Monday, February 16, 2009

What's cool about logical addresses ?

Finally, logical addresses (https://jira.jboss.org/jira/browse/JGRP-129) will get implemented (in 2.8) !

For those of you who've used JGroups, you'll know that the identity of a node was always its IP address and the port on which the receiver thread was listening, e.g. 192.168.1.5:7800.

While this gives you a relatively compact and readable address (you can deduct from the address on which host it resides), there's also a problem: this type of address is not unique over space and time.

Let's look at an example.

Say we have a cluster of {A,B,C}. C's address is 192.168.1.5:7800. Let's assume A has sent 25 messages to C and C has multicast 104 messages. We're using sequence numbers (seqnos) to order messages, attached to a message via a header.

So the next message that C will multicast is #105 and the next message it expects from A is #26.

This is state that is maintained by the respective protocols in a JGroups stack.

Now let's assume C is killed and restarted. Or C is shunned, therefore leaves the channel and then automatically (if configured) reconnects. Let's also assume that the failure detection protocol has not yet kicked in and therefore A and B will not have received a view {A,B} which excludes C.

Now C rejoins the cluster. Because this is a reincarnation of C, it creates a new protocol stack, and all the state mentioned above is gone. The reincarnated C now sends #1 as next seqno and expects #1 from A as well.

There are 2 things that happen now:
  1. When C multicasts its next message with seqno #1, both A and B will drop it. A drops it because it expects C's next message to be #105, not #1. As a matter of fact A will drop the first 104 messages from C !
  2. A multicasts a message with seqno #26. However, C expects #1 from A and therefore buffers message #26. As a matter of fact, C will buffer all messages from A until it receives #1 which will not happen ! Consequence: C will run out of memory at some point. Even worse: C will prevent stability messages from purging messages seen by all cluster nodes, so in the worst case, all cluster nodes will run out of memory !
OK, while this is somewhat of an edge case and can be remedied by (a) waiting some time before restarting a node and/or (b) not pinning down ports, the fact is still that when this happens, it wreaks havoc.

So how are logical address going to change this ?

A logical address consists of
  • an org.jgroups.util.UUID (copied from java.util.UUID and relieved of some useless fields) and
  • a logical name
The logical name is given to a channel when the channel is created, e.g.
JChannel channel=new JChannel("node-4", "/home/bela/udp.xml");

This means that the channel's address will always get printed as "node-4". Under the cover, however, we use a UUID (for equals() and hashCode()), which is unique over space and time. The UUID is recreated on channel connect, so the above reincarnation issue will not happen.

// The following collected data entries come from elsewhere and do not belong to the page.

PR #9310, opened 2023-09-25
Fix package exports

djhi:
This fixes imports in frameworks such as Remix


smeng9:
Continuing the discussion from https://github.com/marmelab/react-admin/pull/9309#issuecomment-1735998501 here. 

After reviewing changed files if we want to solve the module import/export test case for vitest in previous discussion we at least have to touch the `package.json` of `ra-core` to include an `exports` field.

If we are only targeting solving remix in this pull request it's another story, and I can open a different issue for vitest on react-admin issue list.

djhi:
Actually not needed with Remix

The logical name is syntactic sugar, because if we have views consisting of UUIDs (16 bytes), that's not a pretty sight, so views like {"node-1", "node-2", "node-3", "node-4"} look much better.

Note that the user will be able to pick whether to see UUIDs or logical names.

Also, if null is passed as logical name, JGroups will create a logical name (e.g. using the host name and a counter).

A UUID will get mapped to one or more physical addresses. The mapping is maintained by the transport and there will be an ARP-like protocol (handled by Discovery) to fetch the initial mappings, and to fetch a mapping if not available.

The detailed design is described in http://javagroups.cvs.sourceforge.net/viewvc/javagroups/JGroups/doc/design/LogicalAddresses.txt?revision=1.12&view=markup.

So the most important aspect of logical addresses is that they decouple the identity of a JGroups node from its physical address.

This opens up interesting possibilities.

We might for example associate multiple physical address with a UUID, and load balance over the physical addresses. We could open multiple sockets, and associate each (receiver) socket's physical address with the UUID. We could even change this at runtime: e.g. if a NIC is down and we get exceptions on the socket, simply create another socket, remove the old association across the cluster (there's a call for this) and associate the new physical address with the UUID.

Another possibilty is to implement NATting, firewalling or STUNning this way !

I'll probably make the picking of a physical address given a UUID pluggable, so developers can even provide their own address translation in the transport !

This change is overdue and I'm happy that work has finally started on this. If you want to follow this, the branch is Branch_JGroups_2_8_LogicalAddresses.